>>>>
PR #1859, opened 2026-05-26
feat(expo): add semantic locators for React native SDK to be used in E2E Mobile tests

luans-qa:
## Summary

Adds `testID` props to interactive elements in the Expo wallet playground app so Maestro's `id:` selector can target them in E2E tests.

The Maestro flows, CI workflow, and test utilities live in the [crossmint-mobile-e2e-tests](https://github.com/Crossmint/crossmint-mobile-e2e-tests) repo. This PR only ships the semantic locators the tests depend on.

### testIDs added

| File | IDs |
|------|-----|
| `apps/wallets/expo/src/App.tsx` | `logout-button` |
| `apps/wallets/expo/snippets/02-login-screen.tsx` | `email-input`, `send-code-button`, `otp-input`, `verify-button` |
| `apps/wallets/expo/snippets/03-wallet-display.tsx` | `copy-address-button`, `wallet-address` |
| `apps/wallets/shared/src/components/BalanceCard.tsx` | `{token}-balance`, `fund-button`, `refresh-balance-button` |
| `apps/wallets/shared/src/components/TransferForm.tsx` | `token-selector-{t}`, `recipient-input`, `amount-input`, `transfer-button`, `successful-tx-link` |
| `apps/wallets/shared/src/components/ActivityList.tsx` | `load-activity-button` |
| `apps/wallets/shared/src/components/ApprovalTest.tsx` | `approval-recipient-input`, `approval-amount-input`, `prepare-tx-button`, `transaction-id-input`, `approve-tx-button`, `approve-sig-button` |

### Other changes

- `metro.config.js` — adds `apps/wallets/shared/` to `watchFolders` so Metro hot-reloads shared component changes
- `.gitignore` — excludes `.env.local`
- `README.md` — updates env file reference from `.env` to `.env.local`

## Test plan

- [x] Login flow passes on iOS simulator (iPhone 16e, iOS 26.2) — verified locally
- [x] Login flow passes on Android emulator (Medium_Phone_API_36.1, API 36) — verified locally


.github/workflows/e2e-mobile-regression-tests.yml
```diff
@@ -0,0 +1,371 @@
...
+              with:
+                  api-level: 29
+                  arch: x86_64
+                  profile: pixel_2
+                  avd-name: test
+                  force-avd-creation: false
+                  emulator-options: -no-snapshot-save -no-window -gpu swiftshader_indirect -noaudio -no-boot-anim
+                  disable-animations: true
+                  script: |
+                      adb install apps/wallets/expo/android/app/build/outputs/apk/debug/app-debug.apk
```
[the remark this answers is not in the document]
luans-qa: Fixed in f15a11a4 — bumped to `api-level: 35` (Android 15), which is the closest available level to the locally-verified API 36. `reactivecircus/android-emulator-runner@v2` doesn't support API 36 yet, so 35 is the best option.

.github/workflows/e2e-mobile-regression-tests.yml
```diff
@@ -0,0 +1,371 @@
...
+                      adb reverse tcp:8081 tcp:8081
+                      cd apps/wallets/expo
+                      CI=1 npx expo start --port 8081 --localhost &
+                      sleep 15
```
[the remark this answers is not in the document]
luans-qa: Fixed in f15a11a4 — replaced the fixed `sleep 15` with the same polling loop used by the iOS job. Metro is now polled every 2s for up to 60s; tests start as soon as the bundler is ready.

apps/wallets/expo/tests/specs/auth/login.yaml
```diff
@@ -0,0 +1,43 @@
...
+  MAILOSAUR_API_KEY: ${MAILOSAUR_API_KEY}
+  MAILOSAUR_SERVER_ID: ${MAILOSAUR_SERVER_ID}
+---
+# Step 1: Generate a unique test email for this run (mirrors web test pattern)
+- runScript:
+    file: ../../../shared/utils/generateEmail.js
+
+# Step 2: Launch app with clean state (clear keychain to force login screen)
+- launchApp:
+    clearKeychain: true
```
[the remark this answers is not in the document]
luans-qa: Good catch — fixed in f9289448. Added `clearState: true` alongside `clearKeychain: true`. Without it, Android auth tokens persisted in AsyncStorage/SecureStore across runs, causing the login screen to never appear and the test to fail with a misleading "element not visible" error.

.github/workflows/e2e-mobile-regression-tests.yml
```diff
@@ -0,0 +1,377 @@
...
+            - name: Install Maestro
+              run: |
+                  curl -Ls "https://get.maestro.mobile.dev" | bash
+                  echo "$HOME/.maestro/bin" >> $GITHUB_PATH
+
+            - name: Run iOS Maestro tests
+              id: run-ios-tests
+              working-directory: apps/wallets/expo
+              env:
+                  MAILOSAUR_API_KEY: ${{ secrets.MAILOSAUR_API_KEY }}
```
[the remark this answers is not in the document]
luans-qa: Valid concern. The `mobile-dev-inc/action-maestro-cloud` action runs tests on Maestro Cloud (their SaaS), not on our own runners, so it's not a direct substitute here. The practical mitigation is to pin a specific version in the install URL, e.g. `curl -Ls "https://get.maestro.mobile.dev" | VERSION=1.40.0 bash`, so the runner always pulls a known release rather than latest. Happy to apply that if you want to enforce it — otherwise the risk profile is similar to other `curl | bash` installers already in use in the repo (pnpm, etc.) and is bounded to the CI sandbox with no persistent access.

.github/workflows/e2e-mobile-regression-tests.yml
albertoelias-crossmint, line 1: are we running this already? can we run this without running on a real device or simulator?

.github/workflows/e2e-mobile-regression-tests.yml
```diff
@@ -0,0 +1,375 @@
...
+    maestro-android:
+        name: Android E2E Tests
+        runs-on: ubuntu-latest
+        timeout-minutes: 60
+
+        steps:
+            - name: Checkout code
+              uses: actions/checkout@v4
+
+            - name: Install pnpm
```
albertoelias-crossmint: why do we need to run this and other steps twice? cant we have a combined setup?

.github/workflows/e2e-mobile-regression-tests.yml
```diff
@@ -0,0 +1,375 @@
...
+            - name: Parse results and notify Slack
+              env:
+                  SLACK_WEBHOOK: ${{ secrets.SLACK_QA_ALERTS_WEBHOOK }}
+                  GITHUB_RUN_ID: ${{ github.run_id }}
+                  GITHUB_REPOSITORY: ${{ github.repository }}
+                  GITHUB_SHA: ${{ github.sha }}
+                  IOS_OUTCOME: ${{ needs.maestro-ios.result }}
+                  ANDROID_OUTCOME: ${{ needs.maestro-android.result }}
+              run: |
+                  node << 'EOF'
```
albertoelias-crossmint: cant we move this to a script in the repo that then gets called from here?

apps/wallets/expo/tests/specs/auth/login.yaml
albertoelias-crossmint, line 1: do we need tests/e2e/specs? cant they all fall under tests/specs? i feel like we're repeating too much and so many folders arent providing useful information

albertoelias-crossmint, line 1: where are the actual tests? these feel like steps to run but we're not making any assertions

albertoelias-crossmint (commented):
left some questions and comments to clean it up a little

.github/workflows/e2e-mobile-regression-tests.yml
luans-qa: Not yet — the workflow file needs to be on `main` before GitHub enables `workflow_dispatch` for it. Once the PR is merged we can trigger it manually from the Actions tab.

Regarding running without a device: Maestro requires a live simulator or emulator — it drives the actual native app UI. There's no headless mode for mobile E2E. The CI jobs use macos-latest (iOS Simulator, no physical device) and ubuntu-latest + KVM-accelerated Android emulator, so no real hardware is needed.

.github/workflows/e2e-mobile-regression-tests.yml
luans-qa: GitHub Actions parallel jobs run on completely isolated runners (separate VMs), so setup steps can't be shared between them — each job must install its own dependencies. This is a fundamental GHA constraint, not a design choice.

Making them sequential (single job) would fix the duplication but would require the whole job to run on macOS (since iOS needs it), losing KVM acceleration for Android and making total runtime significantly longer. Parallel with duplicated setup is the right tradeoff here.

.github/workflows/e2e-mobile-regression-tests.yml
luans-qa: Done in 13aaddf8 — extracted to `apps/wallets/expo/scripts/notify-slack.js`. The workflow step is now a single line: `node apps/wallets/expo/scripts/notify-slack.js`.

apps/wallets/expo/tests/specs/auth/login.yaml
luans-qa: Agreed — fixed in 13aaddf8. Flattened to `tests/specs/auth/login.yaml`, removing the redundant `e2e/` level.

luans-qa: The assertions are the two `extendedWaitUntil` steps — they fail the entire flow if the expected element doesn't appear within the timeout. In Maestro, every step is an implicit assertion: if any step fails (element not found, tap target missing, script throws), the test fails.

Concretely:
- `extendedWaitUntil id: email-input timeout: 30000` — asserts the login screen loaded
- `extendedWaitUntil id: logout-button timeout: 30000` — asserts auth succeeded and the wallet dashboard is visible

The intermediate steps (inputText, tapOn) also assert implicitly — they fail if the target element doesn't exist.

.github/workflows/e2e-mobile-regression-tests.yml
luans-qa, line 1: Fixed in ab1cb5dd. Added an explicit readiness check after each polling loop in both the iOS step and the Android emulator-runner script:

```bash
if ! curl -sf http://localhost:8081/status 2>/dev/null | grep -q "packager-status:running"; then
  echo "::error::Metro did not start within 60s — aborting to avoid misleading test failures"
  exit 1
fi
```

Both jobs now abort early with a clear diagnostic instead of proceeding into Maestro with a broken JS bundle.

luans-qa:
Good catch from Devin — the `notify-slack` job was missing `actions/checkout@v4`, so `node apps/wallets/expo/scripts/notify-slack.js` would fail with `MODULE_NOT_FOUND` on a fresh runner. Fixed in 73edd59a.

albertoelias-crossmint (approved):
leaving approved. i think there are some pending ai comments that look relevant

luans-qa:
> leaving approved. i think there are some pending ai comments that look relevant

Thanks! the scope for this PR was changed, so no new changes are needed

PR #1870, opened 2026-05-29
fix(ci): parallelize nightly E2E across browsers to prevent timeout

luans-qa:
## Problem

The nightly E2E job has been hitting the 60-minute job limit every day and cancelling before any tests complete.

**Root cause**: 60 tests (20 per browser × 3 browsers) run serially on `workers: 1`. With `retries: 2` and transfer tests that individually time out at 2 minutes, the full suite needs ~3 hours — 3× the job limit.

Timeline from today's cancelled run ([26626516698](https://github.com/Crossmint/crossmint-sdk/actions/runs/26626516698)):
- `08:26:19` — "Running 60 tests using 1 worker"
- `08:26:55` — first test fails, triggers retry cycle
- `08:33:51` — solana transfer timeout (2 min) consumes retry budget
- `09:21:32` — job cancelled after exactly 60 min with ~17/60 tests completed

## Fix

Split the single job into a **matrix of 3 parallel browser jobs** (chromium, firefox, webkit). Each job runs only its 20 tests and has a 90-minute limit, which it comfortably fits within.

| Before | After |
|--------|-------|
| 1 job, 60 serial tests, 60 min limit | 3 parallel jobs, 20 tests each, 90 min limit |
| Cancelled every day before finishing | Each browser completes independently |
| One timed-out Slack notification | One combined Slack message with per-browser breakdown |

### Other improvements
- **Install only the needed browser per job** (`playwright install --with-deps ${{ matrix.browser }}`) instead of all three — saves ~2 min of setup per job
- **`fail-fast: false`** so a webkit failure doesn't cancel the chromium and firefox jobs
- **Separate `notify` job** aggregates results from all 3 artifacts into a single Slack message

## Test plan
- [ ] Trigger via `workflow_dispatch` and confirm 3 parallel jobs appear
- [ ] Confirm all 3 jobs complete within their 90-minute limit
- [ ] Confirm a single combined Slack notification fires after all 3 finish


.github/workflows/e2e-regression-tests.yml
```diff
@@ -67,240 +69,228 @@ jobs:
...
+              continue-on-error: true
+
+            - name: Parse results and send to Slack
               env:
                   SLACK_WEBHOOK: ${{ secrets.SLACK_QA_ALERTS_WEBHOOK }}
                   GITHUB_RUN_ID: ${{ github.run_id }}
                   GITHUB_REPOSITORY: ${{ github.repository }}
                   GITHUB_SHA: ${{ github.sha }}
+                  MATRIX_RESULT: ${{ needs.e2e-regression-tests.result }}
               run: |
```
albertoelias-crossmint: can we move this to a script like we did in the other repo?

luans-qa:
Done — extracted to `apps/wallets/quickstart-devkit/scripts/notify-slack.js`, alongside the existing `generate-test-report.js`. The workflow step is now a single `node apps/wallets/quickstart-devkit/scripts/notify-slack.js` call (c62c5d2e).

albertoelias-crossmint (approved):

PR #1878, opened 2026-06-01
fix(react-native): prevent iOS WKWebView JS throttling from zero-area clipping

panosinthezone:
## Description

On iOS, a WKWebView hidden via `width: 0, height: 0, overflow: "hidden"` gets its `ActivityState::IsVisible` flag cleared by WebKit. This causes `updateThrottleState()` to drop the foreground assertion on the WebContent process, making it eligible for suspension, timer throttling, and priority termination under memory pressure — which explains intermittent JS execution failures in the signer relay WebView.

**Fix:** Replace the zero-area clipped wrapper with `width: 1, height: 1, opacity: 0, pointerEvents: "none"`. This keeps the compositing layer present so iOS treats the WebView as visible, maintaining full JS execution priority. Matches the Flutter SDK's `Offstage` pattern.

**WebKit source references** (from [WebKit/WebKit](https://github.com/WebKit/WebKit)):
- `WebPageProxy::isViewVisible()` → checks `ActivityState::IsVisible` flag (`WebPageProxy.cpp:3257`)
- `updateThrottleState()` → `isViewVisible() ? takeVisibleActivity() : dropVisibleActivity()` (`WebPageProxy.cpp:3546`)
- `PageClientImpl::isActiveViewVisible()` → `isViewInWindow() && !_isBackground` (`PageClientImplIOS.mm:163`)

See [detailed source code walkthrough](https://github.com/Crossmint/crossmint-sdk/pull/1878#issuecomment-4596988817) in PR comments.

## Test plan

* Verify on physical iOS devices that wallet creation/signing flows work consistently
* Monitor for reduced `react-native.wallet.webview.process.terminated` events
* Test under memory pressure scenarios (open many apps, then return)
* Confirm WebView remains invisible and non-interactive to users

## Package updates

* `@crossmint/client-sdk-react-native-ui`: patch (changeset added)

Link to Devin session: https://crossmint.devinenterprise.com/sessions/aa42293821a24fee86c25e350715efd5
Requested by: @panosinthezone

### DIFF
--- a/.changeset/fix-rn-webview-ios-visibility.md
+++ b/.changeset/fix-rn-webview-ios-visibility.md
@@ -2,4 +2,4 @@
 "@crossmint/client-sdk-react-native-ui": patch
 ---
 
-Fix iOS WKWebView JS throttling caused by zero-area clipping. Replace `overflow: hidden` + `width: 0, height: 0` wrapper with `opacity: 0` + `pointerEvents: none` so the WebView backing layer stays composited and iOS does not deprioritize the WebContent process. Add diagnostic instrumentation (mount timing, bridge first-message, heartbeat).
+Fix iOS WKWebView JS throttling caused by zero-area clipping. Replace `overflow: hidden` + `width: 0, height: 0` wrapper with `opacity: 0` + `pointerEvents: none` so the WebView backing layer stays composited and iOS does not deprioritize the WebContent process.
--- a/.changeset/fix-rn-webview-ios-visibility.md
+++ b/.changeset/fix-rn-webview-ios-visibility.md
@@ -1,0 +1,5 @@
+---
+"@crossmint/client-sdk-react-native-ui": patch
+---
+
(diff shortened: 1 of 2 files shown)


albertoelias-crossmint (approved):

calderaro:
Confirmed on the Flutter SDK — the hidden signer WebView is already 1×1, not 0×0, so it is not exposed to the zero-area throttling path this PR fixes.

`hidden_signer_bridge_host.dart` build():
- `SizedBox(width: 1, height: 1)` — never 0×0.
- `Opacity(0.01)`, not `0.0` — Flutter's `RenderOpacity` skips painting the child at alpha 0, which would detach the platform-view WKWebView from compositing (the equivalent failure).
- `Opacity` + `IgnorePointer`, not the `Offstage` widget — `Offstage` gives zero layout size + skipped paint, same failure mode.

One correction: this PR description (and the Flutter dartdoc it cites) say the fix matches Flutter's `Offstage` pattern. Flutter does not use `Offstage` here — it uses the Opacity/IgnorePointer wrapper above. Opening a Flutter doc fix (branch `fix/hidden-webview-visibility-docs`) to correct the dartdoc and add a why-comment so a refactor to real `Offstage`/opacity-0 doesn't silently reintroduce this bug.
<<<<
__PROBLEM DETAILS__: Among the records above, only the lines between the line holding "PR #1870, opened 2026-05-29" and the line holding "The nightly E2E", inclusive, are to be output, exactly as written.

__REPLY__:
PR #1870, opened 2026-05-29
fix(ci): parallelize nightly E2E across browsers to prevent timeout

luans-qa:
## Problem

The nightly E2E job has been hitting the 60-minute job limit every day and cancelling before any tests complete.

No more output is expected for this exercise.